• [WORK TO COMPLETE]
Using the listing below, extract each line that has the word "context" in it.

• [INPUT DATA]
▶
PR #1029, opened 2025-05-30
Consolidate tracking

zonotope:
This patch consolidates fuel and time tracking into a single tracker instance that maintains stats and generates the tally in one place. I opted to leave policy tracking outside of the tracker instance because it wasn't strictly necessary as I initially thought, but I would like to eventually move policy tracking to the tracker instance as well, barring any resource contention issues.

I also ensured that the policy tracking opts were always respected whether the meta option was `true`, or the policy meta option was also true.

Lastly, I did a little cleanup and simplification of the internal policy api to avoid passing boolean options meant solely to facilitate control flow.


src/fluree/db/track/fuel.cljc
```diff
@@ -4,38 +4,36 @@
...
 
-(defn tracker
-  "Creates a new fuel tracker w/ optional fuel limit (0 means unlimited)."
-  ([] (tracker nil))
-  ([limit]
-   {:limit    (or limit 0)
-    :counters (atom [])}))
+(defn init
+  [max-fuel]
+  (atom {:limit    (or max-fuel 0)
```
dpetran, line 9: Just curious about this - why move the whole fuel tracking map into the atom?

PR #1032, opened 2025-06-05
Add basic insert API

bplatz:
This adds a basic `insert` API that works much like the current `stage` however it accepts a pure JSON-LD document.

This means a JSON-LD document doesn't need to be modified to be inserted into a Fluree db - today you must wrap a JSON-LD document in an `{"insert" <jld>}` declaration for it to work.

I'd like to see these features added to `import`, either in `fluree/db`, or perhaps more appropriately `fluree/server` in the future:
a) support other RDF formats (e.g. TTL) - there is already some work for this done in `fluree/server`
b) support very large documents - by breaking them up for the user and processing+indexing incrementally. Ideally this would be combined with work in the nameservice such that once started, a new query/txt to the ledger being processed would return an exception until it is finished. It probably also needs restart/retry logic to address power failure scenarios and ideally track some processing status to report back to user how much longer it is likely to take.

### DIFF
--- a/src/fluree/db/api/transact.cljc
+++ b/src/fluree/db/api/transact.cljc
@@ -16,10 +16,8 @@
 (defn insert
   [db txn override-opts]
   (go-try
-    (let [context    (or (ctx-util/txn-context txn)
-                         (:context override-opts))
-          parsed-txn {:insert (parse/jld->parsed-triples txn nil context)}]
-      (<? (connection/stage-triples db parsed-txn)))))
+    (let [parsed-triples (parse/jld->parsed-triples txn nil (:context override-opts))]
+      (<? (connection/stage-triples db {:insert parsed-triples})))))
 
 (defn stage
   [db txn override-opts]
--- a/src/fluree/db/api/transact.cljc
+++ b/src/fluree/db/api/transact.cljc
@@ -13,6 +13,14 @@
     (sparql/->fql txn)
     txn))
 
+(defn insert
+  [db txn override-opts]
+  (go-try
+    (let [context    (or (ctx-util/txn-context txn)
+                         (:context override-opts))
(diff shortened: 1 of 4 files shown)


src/fluree/db/api/transact.cljc
```diff
@@ -13,6 +13,14 @@
     (sparql/->fql txn)
     txn))
 
+(defn insert
+  [db txn override-opts]
+  (go-try
+    (let [context    (or (ctx-util/txn-context txn)
+                         (:context override-opts))
+          parsed-txn {:insert (parse/jld->parsed-triples txn nil context)}]
```
zonotope: Why not use the new `jld->parsed-triples` function directly here?

zonotope (approved):

src/fluree/db/api/transact.cljc
bplatz: It is using that function, but I might misunderstand what you mean.

zonotope: sorry, i didn't see that. i just noticed that you constructed a new map with just an insert key instead of using the parsed triples. i thought you had done this for parsing, but now i see it's to be compatible with the `stage-triples` function. perhaps we can add a function in a later refactor to take the triples directly without needing the map, but it isn't a big deal for now.

zonotope (approved):

src/fluree/db/api/transact.cljc
bplatz: > perhaps we can add a function in a later refactor to take the triples directly without needing the map, but it isn't a big deal for now.

Currently `-stage-txn` protocol expects the map syntax, so this would likely involve adding another protocol method if we were to change the input format of the current staging process.

PR #1033, opened 2025-06-09
use a single atom to manage fuel

zonotope:
This patch simplifies and dramatically optimizes fuel tracking by using a single atom to track the total fuel used for a query or transaction instead of keeping track of an atom of volatiles for each parallel thread of execution. 

We initially chose to use the atom of volatiles to avoid the contention of using a single atom shared across multiple parallel execution threads.  However this later created a tradeoff with the additional requirement of adding fuel limits and short circuiting the computation when that is exceeded. This required that all the volatiles be constantly summed to keep track of the current global fuel total to decide if we need to short-circuit the computation. The constant repeated summing of the distinct volatiles has much worse computational complexity than the contention on the single atom among multiple threads.

I did some quick benchmarks using a relatively large database with and without tracking. The single atom approach does not add a significant amount of overhead to my test queries, where summing the volatiles increased the query time by an order of magnitude:

| Branch | Tracking Off | Tracking On |
| -----------|-------------------|-------------------|
| main |  2,374 msecs | 36,789 msecs |
| refactor/fuel-atom |  2,708 msecs |  2,634 msecs |

### DIFF
--- a/src/fluree/db/track/fuel.cljc
+++ b/src/fluree/db/track/fuel.cljc
@@ -6,39 +6,27 @@
 
 (defn init
   [max-fuel]
-  (atom {:limit    (or max-fuel 0)
-         :counters []}))
+  (atom {:limit (or max-fuel 0)
+         :total 0}))
 
 (defn tally
   [fuel]
-  (let [{:keys [counters]} @fuel]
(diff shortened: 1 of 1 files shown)


dpetran (approved):
:racehorse:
◀
• [RESPONSE TO THE TASK]
-    (let [context    (or (ctx-util/txn-context txn)
-                         (:context override-opts))
-          parsed-txn {:insert (parse/jld->parsed-triples txn nil context)}]
+    (let [parsed-triples (parse/jld->parsed-triples txn nil (:context override-opts))]
+    (let [context    (or (ctx-util/txn-context txn)
+                         (:context override-opts))
+    (let [context    (or (ctx-util/txn-context txn)
+                         (:context override-opts))
+          parsed-txn {:insert (parse/jld->parsed-triples txn nil context)}]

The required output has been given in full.